=== Begin Enclosure ===
PR #627, opened 2018-07-12
Add 2020 to timeline

weberjavi:
This PR adds a dot to country timeline that point to the 2020 commitment of countries to submit new NDC's
[Pivotal](https://www.pivotaltracker.com/story/show/158939770) 

Test it here: http://localhost:3000/countries/ARG

### DIFF
--- a/app/javascript/app/components/country/country-timeline/country-timeline-selectors.js
+++ b/app/javascript/app/components/country/country-timeline/country-timeline-selectors.js
@@ -21,6 +21,12 @@ export const getDates = createSelector(
         });
       }
     });
+    // add year 2020 as due date for new NDCS submissions
+    documents.push({
+      year: '2020',
+      link: null,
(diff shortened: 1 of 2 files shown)


weberjavi:
@Bluesmile82 , @simaob actually the dot link does not point to any page. I think it would be nice to point to the WRI document about [2020 NDC's enhancement](http://www.wri.org/sites/default/files/WRI17_NDC.pdf).  
What do you think?

simaob:
Hi Javi, I haven't checked it yet, but might be good to make it have a different colour to differentiate from the other dots. In regards to the link, maybe ask in the Basecamp thread to understand if that's something they'd be keen on.

weberjavi:
Waiting for a response in [basecamp](https://basecamp.com/1756858/projects/13795275/todos/345801190)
=== End Enclosure ===
◆ **Your assignment**
Repeat, exactly, every line from the one containing "new NDCS submissions" through the final line of the listing above, adding nothing.

◆ **Exercise output**
+    // add year 2020 as due date for new NDCS submissions
+    documents.push({
+      year: '2020',
+      link: null,
(diff shortened: 1 of 2 files shown)


weberjavi:
@Bluesmile82 , @simaob actually the dot link does not point to any page. I think it would be nice to point to the WRI document about [2020 NDC's enhancement](http://www.wri.org/sites/default/files/WRI17_NDC.pdf).  
What do you think?

simaob:
Hi Javi, I haven't checked it yet, but might be good to make it have a different colour to differentiate from the other dots. In regards to the link, maybe ask in the Basecamp thread to understand if that's something they'd be keen on.

weberjavi:
Waiting for a response in [basecamp](https://basecamp.com/1756858/projects/13795275/todos/345801190)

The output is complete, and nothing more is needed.